----- Dataset entries

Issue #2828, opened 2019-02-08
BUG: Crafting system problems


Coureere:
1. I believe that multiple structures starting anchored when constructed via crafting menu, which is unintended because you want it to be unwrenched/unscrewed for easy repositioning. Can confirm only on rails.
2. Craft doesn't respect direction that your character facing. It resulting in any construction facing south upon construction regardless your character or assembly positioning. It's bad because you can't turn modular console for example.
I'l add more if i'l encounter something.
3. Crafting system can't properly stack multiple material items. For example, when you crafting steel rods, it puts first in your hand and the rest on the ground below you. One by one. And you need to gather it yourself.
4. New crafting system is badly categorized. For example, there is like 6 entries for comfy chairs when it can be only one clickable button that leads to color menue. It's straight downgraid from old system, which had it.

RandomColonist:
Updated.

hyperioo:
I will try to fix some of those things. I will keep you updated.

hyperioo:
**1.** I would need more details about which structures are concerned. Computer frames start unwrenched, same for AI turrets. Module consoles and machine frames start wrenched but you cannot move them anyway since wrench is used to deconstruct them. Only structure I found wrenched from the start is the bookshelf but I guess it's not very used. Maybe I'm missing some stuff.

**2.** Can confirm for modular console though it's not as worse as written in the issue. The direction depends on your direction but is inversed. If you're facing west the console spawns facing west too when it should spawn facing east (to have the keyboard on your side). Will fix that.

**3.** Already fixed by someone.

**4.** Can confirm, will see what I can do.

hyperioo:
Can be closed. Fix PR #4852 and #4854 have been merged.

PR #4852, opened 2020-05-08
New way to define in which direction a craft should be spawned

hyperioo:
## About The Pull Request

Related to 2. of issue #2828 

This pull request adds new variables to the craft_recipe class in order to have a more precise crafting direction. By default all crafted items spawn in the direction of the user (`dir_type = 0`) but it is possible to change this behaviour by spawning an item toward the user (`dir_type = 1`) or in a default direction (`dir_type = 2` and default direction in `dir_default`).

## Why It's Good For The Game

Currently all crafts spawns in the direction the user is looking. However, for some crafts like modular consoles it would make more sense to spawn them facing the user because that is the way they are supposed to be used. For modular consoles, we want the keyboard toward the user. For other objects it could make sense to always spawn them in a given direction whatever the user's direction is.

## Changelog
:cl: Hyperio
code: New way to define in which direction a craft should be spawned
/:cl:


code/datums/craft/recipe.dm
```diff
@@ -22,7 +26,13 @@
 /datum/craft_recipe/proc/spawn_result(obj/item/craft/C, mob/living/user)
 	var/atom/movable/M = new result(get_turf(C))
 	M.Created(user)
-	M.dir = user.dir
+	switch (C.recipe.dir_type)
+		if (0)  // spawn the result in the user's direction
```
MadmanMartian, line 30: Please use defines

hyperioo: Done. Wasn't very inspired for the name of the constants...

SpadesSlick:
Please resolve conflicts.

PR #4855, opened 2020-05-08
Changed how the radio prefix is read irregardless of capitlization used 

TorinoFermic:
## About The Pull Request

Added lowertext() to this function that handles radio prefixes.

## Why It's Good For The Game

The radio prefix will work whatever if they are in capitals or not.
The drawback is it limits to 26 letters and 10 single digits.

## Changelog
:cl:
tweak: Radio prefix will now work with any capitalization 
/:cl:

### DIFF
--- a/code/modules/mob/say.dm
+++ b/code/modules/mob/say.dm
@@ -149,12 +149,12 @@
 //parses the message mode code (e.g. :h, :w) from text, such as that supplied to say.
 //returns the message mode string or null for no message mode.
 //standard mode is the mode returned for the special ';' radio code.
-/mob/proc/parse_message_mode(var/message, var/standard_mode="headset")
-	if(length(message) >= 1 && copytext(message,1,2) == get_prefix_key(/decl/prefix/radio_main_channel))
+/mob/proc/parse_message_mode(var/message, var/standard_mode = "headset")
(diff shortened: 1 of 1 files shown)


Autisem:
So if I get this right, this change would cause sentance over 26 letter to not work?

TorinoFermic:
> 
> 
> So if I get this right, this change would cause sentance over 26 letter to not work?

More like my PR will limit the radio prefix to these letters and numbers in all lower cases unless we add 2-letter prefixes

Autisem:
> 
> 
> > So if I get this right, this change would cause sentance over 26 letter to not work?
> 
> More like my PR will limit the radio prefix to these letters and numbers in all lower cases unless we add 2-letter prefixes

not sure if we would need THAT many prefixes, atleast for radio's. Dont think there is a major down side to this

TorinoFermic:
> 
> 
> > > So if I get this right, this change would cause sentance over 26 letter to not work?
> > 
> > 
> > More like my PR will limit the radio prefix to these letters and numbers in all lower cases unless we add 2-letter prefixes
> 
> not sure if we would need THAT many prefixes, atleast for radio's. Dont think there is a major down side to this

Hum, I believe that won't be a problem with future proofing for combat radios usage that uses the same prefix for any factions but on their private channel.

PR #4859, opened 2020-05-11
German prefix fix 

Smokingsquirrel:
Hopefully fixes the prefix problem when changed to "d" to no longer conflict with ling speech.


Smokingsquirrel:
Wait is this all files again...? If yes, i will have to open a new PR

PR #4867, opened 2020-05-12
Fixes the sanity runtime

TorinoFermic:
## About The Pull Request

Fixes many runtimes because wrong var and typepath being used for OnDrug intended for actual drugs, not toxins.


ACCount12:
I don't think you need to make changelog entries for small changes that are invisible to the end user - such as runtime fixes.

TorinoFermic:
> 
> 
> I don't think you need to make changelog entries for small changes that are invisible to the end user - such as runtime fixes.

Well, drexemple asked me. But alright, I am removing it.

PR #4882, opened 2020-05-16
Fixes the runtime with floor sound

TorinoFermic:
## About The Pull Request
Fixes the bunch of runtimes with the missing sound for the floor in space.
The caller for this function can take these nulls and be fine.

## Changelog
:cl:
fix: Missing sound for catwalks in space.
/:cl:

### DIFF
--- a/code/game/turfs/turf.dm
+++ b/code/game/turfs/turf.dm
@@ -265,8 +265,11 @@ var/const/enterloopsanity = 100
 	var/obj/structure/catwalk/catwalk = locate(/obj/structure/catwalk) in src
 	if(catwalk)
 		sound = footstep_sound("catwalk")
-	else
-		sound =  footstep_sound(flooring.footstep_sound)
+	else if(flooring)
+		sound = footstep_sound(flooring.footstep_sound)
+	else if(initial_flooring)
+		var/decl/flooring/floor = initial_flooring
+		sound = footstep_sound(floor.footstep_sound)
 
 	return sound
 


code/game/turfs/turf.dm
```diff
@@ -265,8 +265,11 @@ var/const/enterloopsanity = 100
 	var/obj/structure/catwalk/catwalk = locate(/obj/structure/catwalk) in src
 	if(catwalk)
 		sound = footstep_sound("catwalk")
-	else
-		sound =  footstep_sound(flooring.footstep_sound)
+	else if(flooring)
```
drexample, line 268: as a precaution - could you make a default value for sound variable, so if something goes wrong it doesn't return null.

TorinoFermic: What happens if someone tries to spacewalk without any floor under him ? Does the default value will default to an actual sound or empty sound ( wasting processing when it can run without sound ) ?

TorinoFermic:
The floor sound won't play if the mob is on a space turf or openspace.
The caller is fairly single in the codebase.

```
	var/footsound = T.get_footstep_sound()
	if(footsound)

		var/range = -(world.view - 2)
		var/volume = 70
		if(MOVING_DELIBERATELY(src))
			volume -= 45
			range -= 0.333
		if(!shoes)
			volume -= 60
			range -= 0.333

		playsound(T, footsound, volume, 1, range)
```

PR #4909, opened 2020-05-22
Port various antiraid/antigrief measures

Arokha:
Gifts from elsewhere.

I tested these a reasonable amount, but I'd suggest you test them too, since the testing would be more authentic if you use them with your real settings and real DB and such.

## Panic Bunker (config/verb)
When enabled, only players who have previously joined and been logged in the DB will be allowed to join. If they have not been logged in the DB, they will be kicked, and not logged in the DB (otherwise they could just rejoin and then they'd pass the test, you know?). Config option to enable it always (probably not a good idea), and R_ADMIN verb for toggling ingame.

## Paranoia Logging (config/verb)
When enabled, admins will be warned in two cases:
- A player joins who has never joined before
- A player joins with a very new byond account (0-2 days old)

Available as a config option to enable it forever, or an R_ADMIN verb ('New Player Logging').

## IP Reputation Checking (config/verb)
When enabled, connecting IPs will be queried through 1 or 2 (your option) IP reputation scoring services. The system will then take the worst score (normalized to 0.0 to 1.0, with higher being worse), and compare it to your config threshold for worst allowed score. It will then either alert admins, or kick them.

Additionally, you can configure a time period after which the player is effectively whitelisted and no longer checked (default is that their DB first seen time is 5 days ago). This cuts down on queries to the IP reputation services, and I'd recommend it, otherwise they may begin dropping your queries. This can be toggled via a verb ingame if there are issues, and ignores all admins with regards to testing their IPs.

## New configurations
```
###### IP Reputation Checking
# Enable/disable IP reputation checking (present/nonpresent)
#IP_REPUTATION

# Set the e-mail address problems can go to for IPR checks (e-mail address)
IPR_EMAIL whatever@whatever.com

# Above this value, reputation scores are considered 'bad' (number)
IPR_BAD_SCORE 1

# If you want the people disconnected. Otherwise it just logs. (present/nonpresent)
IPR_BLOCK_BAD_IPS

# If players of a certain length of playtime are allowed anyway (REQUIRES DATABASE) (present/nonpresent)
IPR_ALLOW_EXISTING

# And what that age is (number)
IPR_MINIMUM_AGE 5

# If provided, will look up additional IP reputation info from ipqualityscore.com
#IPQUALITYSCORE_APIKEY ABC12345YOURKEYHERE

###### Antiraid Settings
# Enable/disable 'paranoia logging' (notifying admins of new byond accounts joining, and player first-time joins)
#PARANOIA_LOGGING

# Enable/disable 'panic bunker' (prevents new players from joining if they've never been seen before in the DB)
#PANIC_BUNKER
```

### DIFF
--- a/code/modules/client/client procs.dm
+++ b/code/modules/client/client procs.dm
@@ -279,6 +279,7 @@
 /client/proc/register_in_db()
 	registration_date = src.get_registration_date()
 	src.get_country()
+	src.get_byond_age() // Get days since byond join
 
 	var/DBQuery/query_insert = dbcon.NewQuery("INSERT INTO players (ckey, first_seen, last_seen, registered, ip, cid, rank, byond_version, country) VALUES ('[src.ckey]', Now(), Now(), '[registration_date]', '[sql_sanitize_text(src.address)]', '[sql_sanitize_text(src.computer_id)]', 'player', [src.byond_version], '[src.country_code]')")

----------

Exercise goal> Go through the entries above and copy every line containing "services".

Worked solution>
When enabled, connecting IPs will be queried through 1 or 2 (your option) IP reputation scoring services. The system will then take the worst score (normalized to 0.0 to 1.0, with higher being worse), and compare it to your config threshold for worst allowed score. It will then either alert admins, or kick them.
Additionally, you can configure a time period after which the player is effectively whitelisted and no longer checked (default is that their DB first seen time is 5 days ago). This cuts down on queries to the IP reputation services, and I'd recommend it, otherwise they may begin dropping your queries. This can be toggled via a verb ingame if there are issues, and ignores all admins with regards to testing their IPs.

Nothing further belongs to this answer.